Bisnis.com, JAKARTA – Konfederasi Serikat Pekerja Nusantara (KSPN) di PT Sri Rejeki Isman Tbk. (SRIL) atau Sritex Group mengungkap buruh pabrik yang dirumahkan bertambah menjadi 3.500 pekerja lantaran krisis bahan baku sejak perusahaan diputus pailit.
Koordinator Serikat Pekerja Sritex Group, Slamet Kaswanto mengatakan jumlahny bertambah dari sebelumnya 2.500 buruh pada pertengahan November lalu. Hingga saat ini pihaknya belum melihat titik terang penyelesaian polemik Sritex.
“Sudah bertambah karena 3500-an buruh [dirumahkan] karena bahan baku sudah pada habis, kapas habis,” kata Slamet kepada Bisnis, dikutip Senin (9/12/2024).
Perusahaan tekstil tersebut masih menunggu hasil pengajuan kasasi yang dimohonkan kepada Mahkamah Agung (MA) pada 25 Oktober 2024 untuk membatalkan putusan pailit. Pasalnya, perusahaan masih berproduksi memenuhi pesanan pasar.
Stastus pailit Sritex membuat aktivitas perdagangan dibekukan. Sritex telah mendapat dukungan dari pemerintah untuk mendapatkan going concern atau kelangsungan usaha. Namun, hal tersebut terganjal oleh pihak kurator.
Slamet menerangkan bahwa sikap kurator tidak kooperatif dan mangkir dalam agenda mediasi bersama Wakil Menteri Ketenagakerjaan (Wamenaker) Immanuel Ebenezer Gerungan dan pihak Sritex pekan lalu.
Baca Juga
"Wamenaker bersedia menjadi mediator antara perusahaan dengan kurator berbicara mengenai going concern ini, atas permintaan kurator. Namun, rencana mediasi tersebut batal dikarenakan kurator sendiri yang membatalkan," jelasnya.
Slamet beserta ribuan pekerja Sritex sangat kecewa kepada kurator karena dinilai mempermainkan nasib karyawan yang menggantungkan nasib nya pada pekerjaan di pabrik.
"Nasib puluhan ribu karyawan dipermainkan begitu saja tanpa ada merasa tanggung jawabnya dan kami ingin menyampaikan kepada pemerintah, untuk lebih serius lagi memikirkan kelangsungan kerja kami," tuturnya.
Slamet menegaskan, pemerintah memang sudah menunjukkan upaya untuk membantu karyawan Sritex, namun kesejahteraan kerja belum dirasakan oleh karyawan keseleruhan akibat kepailitan.
Sementara itu, manajemen Sritex telan berupaya mengajukan kasasi ke MA untuk membatalkan putusan Pailit PN Semarang dan meminta kepada kurator serta hakim pengawas yang ditunjuk PN Semarang untuk memberikan izin going concern agar perusahaan tetap bisa melakukan aktivitas seperti biasa.
Faktanya, pada hari ke 45 sejak putusan pailit, tanda-tanda dukungan tidak terjadi.

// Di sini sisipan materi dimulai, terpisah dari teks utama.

PR #273, opened 2021-10-20
Remove null-splitting from `_perform_aggregation`

charlesbluca:
dask-sql currently uses a workaround `get_groupby_with_nulls_cols` to split a dataframe by nulls/non-nulls before performing a groupby. This seems unnecessary, as we can use `groupby(dropna=False)` to keep nulls in the groupby result, and then later move them to the front of the dataframe (depending on how strictly we want to follow PostgreSQL). For comparison, here are the task graphs for a basic SQL operation:

```sql
SELECT
     user_id, SUM(b) AS "S"
FROM user_table_1
GROUP BY user_id
```

Before this PR:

Slamet menuturkan bahwa baku di pabrik sudah berangsur habis, mesin banyak yang berhenti, produksi berhenti dan karyawan nasibnya tidak jelas.
"Belum lagi informasi yg kami terima bahwa rekening bank telah diblokir kurator. Lantas bagaimana dengan pembayaran gaji kami?" ujarnya.
Terlebih, terdapat ancaman pemutusan listrik PLN karena tidak bisa membayar akibat rekening perusahaan di blokir kurator. Kondisi ini menambah kekecewaan.
Dia pun cemas apabila tidak ada perbaikan, maka bukan tak mungkin akhir tahun 2024 ini di masa awal pemerintahan prabowo akan menjadi kelam karena bertambahnya kasus PHK akibat ketidakberdayaan negara terhadap oknum yang bermain untuk menghancurkan industri atas nama hukum.